D J Shin, CC BY-SA 3.0, via Wikimedia Commons

I've used ChatGPT to generate Python code to solve some small-scale problems. These are things like using an API or doing some simple statistical analysis or chart plotting. Recently, I've branched out to more complex problems, which is where its limitations become more obvious.

In my experience, ChatGPT is excellent for generating code for small problems. It might not solve the problem completely, but it will automate most of the boring pieces and give you a good platform to get going. The code it generates is good with some exceptions. It doesn't generate doc strings for functions, it's light on comments, and it doesn't always follow PEP8 layout, but it does lay out its code clearly and it uses functions well. The supporting documentation it creates is great, in fact, it's much better than the documentation most humans produce. 

For larger problems, it falls down, sometimes badly. I gave it a brief to create code to demonstrate the Central Limit Theorem (CLT) using Bokeh charts with several underlying distributions. Part of the brief it did well and it clearly understood how to demonstrate the CLT, but there were problems I had to fix. It generated code for an out-of-date version of Bokeh which required some digging and coding to fix; this could have been cured by simply adding comments about the versions of libraries it was using. It also chose some wrong variable names (it used the reverse of what I would have chosen). More importantly, it did some weird and wrong things with the data at the end of the process, I spotted its mistake in a few minutes and spent 30 minutes rewriting code to correct it. I had similar problems with other longer briefs I gave ChatGPT.

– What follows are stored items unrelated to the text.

PR #15414, opened 2026-08-05
docs(office): document all env vars and add size limits guide

chrip:
Document every environment variable supported by the Document Server Docker image in the installation page. Previously only a subset was listed.

Add a 'Size limits' section with a 200 MB PPTX example showing how the four size-gate variables interact at different stages (nginx upload, temp file buffer, converter download, uncompressed XML size).

Related to https://github.com/Euro-Office/DocumentServer/pull/237 and https://github.com/Euro-Office/server/pull/35

Assisted-by: OpenCode:qwen3.6-27b

### DIFF
--- a/admin_manual/office/euro-office/installation_docker.rst
+++ b/admin_manual/office/euro-office/installation_docker.rst
@@ -92,33 +92,161 @@ Environment variables
     * - ``JWT_HEADER``
       - ``Authorization``
       - HTTP header carrying the JWT
-    * - ``WOPI_ENABLED``
+    * - ``JWT_HEADER_INBOX`` / ``JWT_HEADER_OUTBOX``
+      - ``JWT_HEADER``
+      - Separate headers per direction
+    * - ``JWT_IN_BODY``
       - ``false``
-      - Enable WOPI protocol support
-    * - ``ALLOW_PRIVATE_IP_ADDRESS``
-      - ``false``
-      - Allow the Document Server to fetch files from private IP ranges
-    * - ``NGINX_WORKER_PROCESSES``
-      - ``1``
-      - Number of nginx worker processes
-    * - ``GENERATE_FONTS``
-      - ``true``
-      - Regenerate font cache on startup
+      - Accept the token in the request body
+    * - ``JWT_SECRET_INBOX`` / ``JWT_SECRET_OUTBOX``
+      - ``JWT_SECRET``
+      - Separate secrets per direction
+    * - ``JWT_ENABLED_INBOX`` / ``JWT_ENABLED_OUTBOX``
+      - ``JWT_ENABLED``
+      - Enable JWT per direction
+    * - ``DB_TYPE``
+      - ``postgres``
+      - Database engine (standalone image supports ``postgres`` only)
     * - ``DB_HOST``
       - ``localhost``
-      - PostgreSQL host (for external database)
+      - Database host
+    * - ``DB_PORT``
+      - ``5432``
+      - Database port
     * - ``DB_NAME``
       - ``eurooffice``
-      - PostgreSQL database name
+      - Database name
     * - ``DB_USER``
       - ``eurooffice``
-      - PostgreSQL user
+      - Database user
+    * - ``DB_PWD``
+      - —
+      - Database password
     * - ``REDIS_SERVER_HOST``
       - ``localhost``
       - Redis host (for external Redis)
+    * - ``REDIS_SERVER_PORT``
+      - ``6379``
+      - Redis port
+    * - ``REDIS_SERVER_PASS``
+      - —
+      - Redis password
     * - ``AMQP_HOST``
       - ``localhost``
       - RabbitMQ host (for external RabbitMQ)
+    * - ``AMQP_PORT``
+      - ``5672``
+      - RabbitMQ port
+    * - ``AMQP_USER`` / ``AMQP_PWD``
+      - ``guest``
+      - RabbitMQ credentials
+    * - ``WOPI_ENABLED``
+      - ``false``
+      - Enable WOPI protocol support
+    * - ``PLUGINS_ENABLED``
+      - ``true``
+      - Enable editor plugins
+    * - ``GENERATE_FONTS``
+      - ``true``
+      - Regenerate font cache on startup
+    * - ``METRICS_ENABLED``
+      - ``false``
+      - Enable StatsD metrics collection
+    * - ``ALLOW_PRIVATE_IP_ADDRESS``
+      - ``false``
+      - Allow the Document Server to fetch files from private IP ranges
+    * - ``ALLOW_META_IP_ADDRESS``
+      - ``false``
+      - Allow fetching documents from meta-private IPs (169.254.0.0/16)
+    * - ``USE_UNAUTHORIZED_STORAGE``
+      - ``false``
+      - Allow fetching documents from HTTP (non-TLS) storage
+    * - ``SSL_VERIFY_CLIENT``
+      - ``off``
+      - Enable SSL client certificate verification
+    * - ``ONLYOFFICE_HTTPS_HSTS_ENABLED``
+      - ``true``
+      - Enable HSTS headers
+    * - ``ONLYOFFICE_HTTPS_HSTS_MAXAGE``
+      - ``31536000``
+      - HSTS max-age in seconds (default 1 year)
+    * - ``NGINX_WORKER_PROCESSES``
+      - ``1``
+      - Number of nginx worker processes
+    * - ``NGINX_ACCESS_LOG``
+      - ``false``
+      - Enable nginx access logging
+    * - ``NGINX_CLIENT_MAX_BODY_SIZE``
+      - ``100m``
+      - Nginx client max body size (upload limit for nginx)
+    * - ``MAX_FILE_SIZE``
+      - ``104857600``
+      - Max temp file upload size in bytes (default 100 MB)
+    * - ``FILECONVERTER_MAX_DOWNLOAD_BYTES``
+      - ``524288000``
+      - Max file download size for the FileConverter in bytes (default 500 MB)
+    * - ``FILECONVERTER_INPUT_LIMIT_UNCOMPRESSED``
+      - ``500MB``
+      - Max uncompressed zip size for office files (docx, xlsx, pptx, vsdx)
+
+Size limits
+-----------
+
+Each limit guards a different stage of the file lifecycle. Imagine a user tries to
+open a **200 MB** ``.pptx`` file:
+
+**1. Nginx accepts the upload** — ``NGINX_CLIENT_MAX_BODY_SIZE`` must be higher than
+the file. Default is ``100m``. With a 200 MB file the user gets
+``413 Request Entity Too Large``. Set it to ``250m``:
+
+.. code-block:: bash
+
+    -e NGINX_CLIENT_MAX_BODY_SIZE=250m
+
+**2. Document Server temp file** — ``MAX_FILE_SIZE`` gates the internal upload buffer
+(bytes). Default is ``104857600`` (100 MB). A 200 MB file fails here too. Set it to
+``268435456`` (256 MB):
+
+.. code-block:: bash
+
+    -e MAX_FILE_SIZE=268435456
+
+**3. FileConverter downloads the file** — ``FILECONVERTER_MAX_DOWNLOAD_BYTES`` is the
+max bytes the converter will fetch (default ``524288000`` = 500 MB). Already
+sufficient for a 200 MB file. No change needed.
+
+**4. FileConverter unzips the archive** — ``FILECONVERTER_INPUT_LIMIT_UNCOMPRESSED``
+checks the internal XML size. A **200 MB** ``.pptx`` on disk might contain 800 MB of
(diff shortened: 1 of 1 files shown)


moodyjmz (changes requested):
**TL;DR:** Most of the new env-var table checks out against the entrypoint script and the two upstream PRs it's based on, but the new "Size limits" walkthrough gets the request flow wrong for its own headline scenario (opening a stored document), and `USE_UNAUTHORIZED_STORAGE` is mis-described in a way that understates its security impact. Requesting changes on those two before merge; the completeness gaps below can be a fast follow.

<details>
<summary>Full review, with exact lines</summary>

### 1. "Size limits" section's core narrative is backwards

[`installation_docker.rst#L192-L228`](https://github.com/nextcloud/documentation/blob/1eba328af5065315232497fcf90e2bfab3b00a6e/admin_manual/office/euro-office/installation_docker.rst#L192-L228)

Opening a document already stored in Nextcloud is a server-side **download**, not a browser upload:

- `canvasService.downloadFile` ([`canvasservice.js#L1744`](https://github.com/Euro-Office/server/blob/c438fd3d336497b2acf7bfe6b4f9ee4fde1fcfbf/DocService/sources/canvasservice.js#L1744)) is what actually fetches the document. It reads `FILECONVERTER_MAX_DOWNLOAD_BYTES` at [`L1771`](https://github.com/Euro-Office/server/blob/c438fd3d336497b2acf7bfe6b4f9ee4fde1fcfbf/DocService/sources/canvasservice.js#L1771) and passes it into `utils.downloadUrlPromise` at [`L1849`](https://github.com/Euro-Office/server/blob/c438fd3d336497b2acf7bfe6b4f9ee4fde1fcfbf/DocService/sources/canvasservice.js#L1849) — that's stage 3/4 territory, not stage 1/2.
- The route is registered as `app.get('/downloadfile/:docid', canvasService.downloadFile)` with **no body parser at all** — see the route table in [`server.js#L206-L244`](https://github.com/Euro-Office/server/blob/c438fd3d336497b2acf7bfe6b4f9ee4fde1fcfbf/DocService/sources/server.js#L206-L244). `rawFileParser` (the `bodyParser.raw({ limit: limits_tempfile_upload })` that `MAX_FILE_SIZE` controls, [`L206-L211`](https://github.com/Euro-Office/server/blob/c438fd3d336497b2acf7bfe6b4f9ee4fde1fcfbf/DocService/sources/server.js#L206-L211)) is only attached to `/command`, `/converter`, `/upload/:docid`, `/savefile/:docid`, `/downloadfile/:docid` **POST** — image inserts, save-back, WOPI callbacks. Nothing in the "open a stored document" path.
- `NGINX_CLIENT_MAX_BODY_SIZE` gates inbound POST bodies to nginx — same problem, no inbound POST body exists when the Document Server is the one fetching the file.

So of the four stages walked through in the doc, only 3 and 4 (`FILECONVERTER_MAX_DOWNLOAD_BYTES`, `FILECONVERTER_INPUT_LIMIT_UNCOMPRESSED`) apply to the "user opens a 200 MB PPTX" scenario as written. Following the guide's stage 1/2 advice for that scenario won't do anything.

### 2. `USE_UNAUTHORIZED_STORAGE` description is wrong, and understates the risk

[`installation_docker.rst#L161-L163`](https://github.com/nextcloud/documentation/blob/1eba328af5065315232497fcf90e2bfab3b00a6e/admin_manual/office/euro-office/installation_docker.rst#L161-L163) documents it as "Allow fetching documents from HTTP (non-TLS) storage."

It actually flows into `requestDefaults.rejectUnauthorized`, cloned into the HTTPS agent options for the exact same `downloadUrlPromise` call used to fetch documents — see [`utils.js#L345-L355`](https://github.com/Euro-Office/server/blob/c438fd3d336497b2acf7bfe6b4f9ee4fde1fcfbf/Common/sources/utils.js#L345-L355), specifically `httpsAgentOptions = {...https.globalAgent.options, ...options}` at L354. `rejectUnauthorized: false` is the standard Node.js TLS option for skipping certificate-chain validation — it has no bearing on plain HTTP (no certificate is ever presented on an HTTP connection either way). Flip this thinking you're permitting a legacy plaintext endpoint, and you've disabled cert validation on every HTTPS storage connection too — an unlabelled MITM exposure.

### 3. The PR's stated goal — "document every environment variable" — isn't quite true

`entrypoint.sh` still reads several operator-facing vars the table skips (all in [`entrypoint.sh`](https://github.com/Euro-Office/DocumentServer/blob/eca0e49acfb6cf14ad47e6a9d31ea367ac5f722d/build/scripts/standalone/entrypoint.sh)):
`SSL_CERTIFICATE_PATH`/`SSL_KEY_PATH`/`SSL_DHPARAM_PATH` ([L349-L367](https://github.com/Euro-Office/DocumentServer/blob/eca0e49acfb6cf14ad47e6a9d31ea367ac5f722d/build/scripts/standalone/entrypoint.sh#L349-L367)), `SECURE_LINK_SECRET` ([L118-L127](https://github.com/Euro-Office/DocumentServer/blob/eca0e49acfb6cf14ad47e6a9d31ea367ac5f722d/build/scripts/standalone/entrypoint.sh#L118-L127)), `METRICS_HOST`/`PORT`/`PREFIX` ([L45-L47](https://github.com/Euro-Office/DocumentServer/blob/eca0e49acfb6cf14ad47e6a9d31ea367ac5f722d/build/scripts/standalone/entrypoint.sh#L45-L47)), `REDIS_SERVER_USER`/`DB`, `AMQP_URI`/`VHOST`, `NGINX_WORKER_CONNECTIONS`, `ADMINPANEL_ENABLED`/`EXAMPLE_ENABLED`, `DS_LOG_LEVEL`.

Worth prioritizing the SSL ones: this PR *does* document `SSL_VERIFY_CLIENT` and both `ONLYOFFICE_HTTPS_HSTS_*` vars, but all three only take effect inside the `if [ -n "$SSL_CERTIFICATE_PATH" ] && [ -n "$SSL_KEY_PATH" ]` gate at [L349-L367](https://github.com/Euro-Office/DocumentServer/blob/eca0e49acfb6cf14ad47e6a9d31ea367ac5f722d/build/scripts/standalone/entrypoint.sh#L349-L367). Document those three without the two vars that gate them, and a reader can set all three and see zero effect.

### 4. Minor — undocumented edge-case behavior (low priority)

- `FILECONVERTER_INPUT_LIMIT_UNCOMPRESSED` replaces the *entire* `inputLimits` array rather than patching one entry ([entrypoint.sh#L261-L270](https://github.com/Euro-Office/DocumentServer/blob/eca0e49acfb6cf14ad47e6a9d31ea367ac5f722d/build/scripts/standalone/entrypoint.sh#L261-L270)). Harmless today (only four format groups exist in `default.json`), but a footgun if a fifth type group is ever added upstream.
- `FILECONVERTER_MAX_DOWNLOAD_BYTES` is silently ignored (stderr warning only) if it isn't a plain integer ([entrypoint.sh#L255-L260](https://github.com/Euro-Office/DocumentServer/blob/eca0e49acfb6cf14ad47e6a9d31ea367ac5f722d/build/scripts/standalone/entrypoint.sh#L255-L260)) — worth a one-line callout.

</details>

chrip:
Thanks @moodyjmz — this was a genuinely useful review, and you were right on both
blocking points. Pushed as `743a812b16`. Item by item:

### 1. Size limits narrative — fixed

You were right that opening a stored document is a server-side download, so
`NGINX_CLIENT_MAX_BODY_SIZE` and `MAX_FILE_SIZE` never enter that path. Rather than
reorder the four stages I split the section into the two paths that actually exist,
because a single sequence implies a single pipeline that isn't there:

- **Documents the server downloads** — `FILECONVERTER_MAX_DOWNLOAD_BYTES`,
  `FILECONVERTER_INPUT_LIMIT_UNCOMPRESSED`
- **Files posted to the server** — `NGINX_CLIENT_MAX_BODY_SIZE`, `MAX_FILE_SIZE`, scoped
  to the routes your `rawFileParser` list covers: image inserts, save-back, and
  conversion or command requests

The 200 MB PPTX example stays but now resolves correctly: the 500 MB download default is
already sufficient, so only `FILECONVERTER_INPUT_LIMIT_UNCOMPRESSED` has to be raised. The
summary table now maps each variable to which path it governs instead of to a stage
number.

### 2. `USE_UNAUTHORIZED_STORAGE` — fixed

Rewritten to say it disables TLS certificate validation, with a warning that it sets
`rejectUnauthorized: false` on every outbound HTTPS connection, that chain, host name and
expiry all stop being checked, and that it has no effect on plain HTTP since no
certificate is presented there. Recommends adding the CA to the container trust store
instead.

### 3. Missing variables — added

All of them: `SSL_CERTIFICATE_PATH`, `SSL_KEY_PATH`, `SSL_DHPARAM_PATH`,
`SECURE_LINK_SECRET`, `METRICS_HOST`/`PORT`/`PREFIX`, `REDIS_SERVER_USER`/`DB`,
`AMQP_VHOST`/`URI`, `NGINX_WORKER_CONNECTIONS`, `ADMINPANEL_ENABLED`, `EXAMPLE_ENABLED`,
`DS_LOG_LEVEL`.

On the SSL gate you flagged — one refinement. The condition is stricter than
`-n`-on-both; it also requires the files to exist:

```sh
if [ -n "${SSL_CERTIFICATE_PATH:-}" ] && [ -n "${SSL_KEY_PATH:-}" ] \
   && [ -f "$SSL_CERTIFICATE_PATH" ] && [ -f "$SSL_KEY_PATH" ] \
   && [ -f "$NGINX_DS_SSL_TMPL" ]; then
```

So a typo'd path fails the same way an unset one does, silently and with plain HTTP
served. The note says set **and** both files exist, since that's the more likely way an
admin trips over it.

### 4. Edge cases — both documented

Not deferred, they were cheap:

- `FILECONVERTER_MAX_DOWNLOAD_BYTES` with a unit suffix is silently ignored — warning to
  stderr, built-in default kept, container starts normally.
- `FILECONVERTER_INPUT_LIMIT_UNCOMPRESSED` replaces the whole `inputLimits` array rather
  than patching one entry, so a future fifth format group would lose its own default.

### Two things beyond the review

**Tables grouped by concern.** At ~40 variables one flat table had stopped being
readable, so it is now split into Authentication, Database, Redis, RabbitMQ, WOPI,
Outbound requests, HTTPS and TLS termination, Nginx, Metrics, and Logging and optional
services. Larger diff than the review asked for, but it seemed better to do it while the
section was already being rewritten than to touch every row twice.

**`/var/www/euro-office/Data` documented.** Not from your review, but adjacent and worth
having: the volume list omitted it, and it holds `runtime.json`, the generated
`jwt_secret` and `secure_link_secret`, and the WOPI key pair. Lose it and the JWT secret
regenerates on next start, silently breaking the connector until the new value is copied
into Nextcloud. Same omission existed downstream and is fixed there too.

### Verification

`sphinx-lint`, `codespell`, and `sphinx-build -W --keep-going` on `admin_manual` all
clean. Every default in the new tables was checked against `entrypoint.sh` rather than
carried over — which is how the `NGINX_WORKER_CONNECTIONS` default landed on `768`
(Ubuntu's packaged `nginx.conf` in the `ubuntu:24.04` base) rather than the `1024` in the
repo's own orchestrated config, and `DS_LOG_LEVEL` on `WARN` from
`Common/config/log4js/production.json`.

Worth noting this same content also lives in the Euro-Office project docs, which is where
it was written first. Both defects were present there too and are now corrected in
[Euro-Office/documentation#13](https://github.com/Euro-Office/documentation/pull/13), so
the two aren't going to disagree.

Ready for another look when you have time.

moodyjmz (approved):
**Verdict: Approve.**

Re-verified `743a812b` independently against source rather than taking the writeup on trust — both blocking points are actually fixed, not just described as fixed.

- **Size limits narrative:** now correctly split into "documents the server downloads" vs. "files posted to the server." Confirmed against `server.js`: `GET /downloadfile/:docid` has no `rawFileParser` attached, only the `POST` variant does — matches the new text.
- **`USE_UNAUTHORIZED_STORAGE`:** correctly describes `rejectUnauthorized: false` on outbound HTTPS, with the MITM warning and the "no effect on plain HTTP" caveat.

Spot-checked ~15 of the newly-added variable defaults directly against `entrypoint.sh` / `log4js/production.json` (`SECURE_LINK_SECRET` 20-char, `JWT_SECRET` 32-char, `DS_LOG_LEVEL` default `WARN`, `METRICS_*` gating, `REDIS_SERVER_USER`/`DB`, `AMQP_VHOST`/`URI` precedence, `ADMINPANEL_ENABLED`/`EXAMPLE_ENABLED` defaults, the SSL cert/key gate condition, `FILECONVERTER_INPUT_LIMIT_UNCOMPRESSED` array-replace behavior) — all accurate.

Also checked the "document every environment variable" claim by diffing every `${VAR}` reference in `entrypoint.sh` against the doc table; the only misses (`WOPI_MODULUS`/`WOPI_EXPONENT`/`WOPI_PRIVATE_KEY_DATA`/`WOPI_PUBLIC_KEY_DATA`/`WELCOME_PAGE`/`EXAMPLE_LOCAL`/`EXAMPLE_DISABLED_PAGE`) are internal derived shell variables, never read from the environment — correctly excluded.

Nice work on the fix, and thanks for the detailed writeup — checked out end to end.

Obviously, the problems I encountered could have been due to incomplete or ambiguous briefs. A solution might have been to spend time refining my brief until it gave me the code I wanted, but that may have taken some time. Which would have been faster, writing new detailed briefs or fixing code that was only a bit wrong? 

More worryingly,  I spotted what was wrong because I knew the output I expected. What if this had been a new problem where I didn't know what the result should look like?

After playing around with ChatGPT for a while, here are my takeaways:

  • ChatGPT code generation is about the level of a good junior programmer.
  • You should use it as a productivity boost to automate the boring bits of coding, a jump start.
  • Never trust the code and always check what it's doing. Don't use it when you don't know what the result should look like.

Obviously, this is ChatGPT today and the technology isn't standing still. I would expect future versions to improve on commenting etc. What will be harder is the brief. The problem here isn't the LLM, it's with the person writing the brief. English is a very imperfect language for detailed specifications which means we're stuck with ambiguities. I might write what I think is the perfect brief, only to find out I've been imprecise or ambiguous. Technology change is unlikely to fix this problem in the short term.

Of course, other industries have gone through similar disruptive changes in the past. The advent of CAD/CAM didn't mean the end of factory work, it raised productivity at the expense of requiring a higher skill set. The workers with the higher skillset gained, and those with a lesser skillset lost out.

In my view, here's how things are likely to evolve. LLMs will become standard tools to aid data scientists and software developers. They'll be productivity boosters that will require a high skill set to use. The people most negatively impacted will be junior staff or the less skilled, the people who gain the most will be those with experience and a high skill level.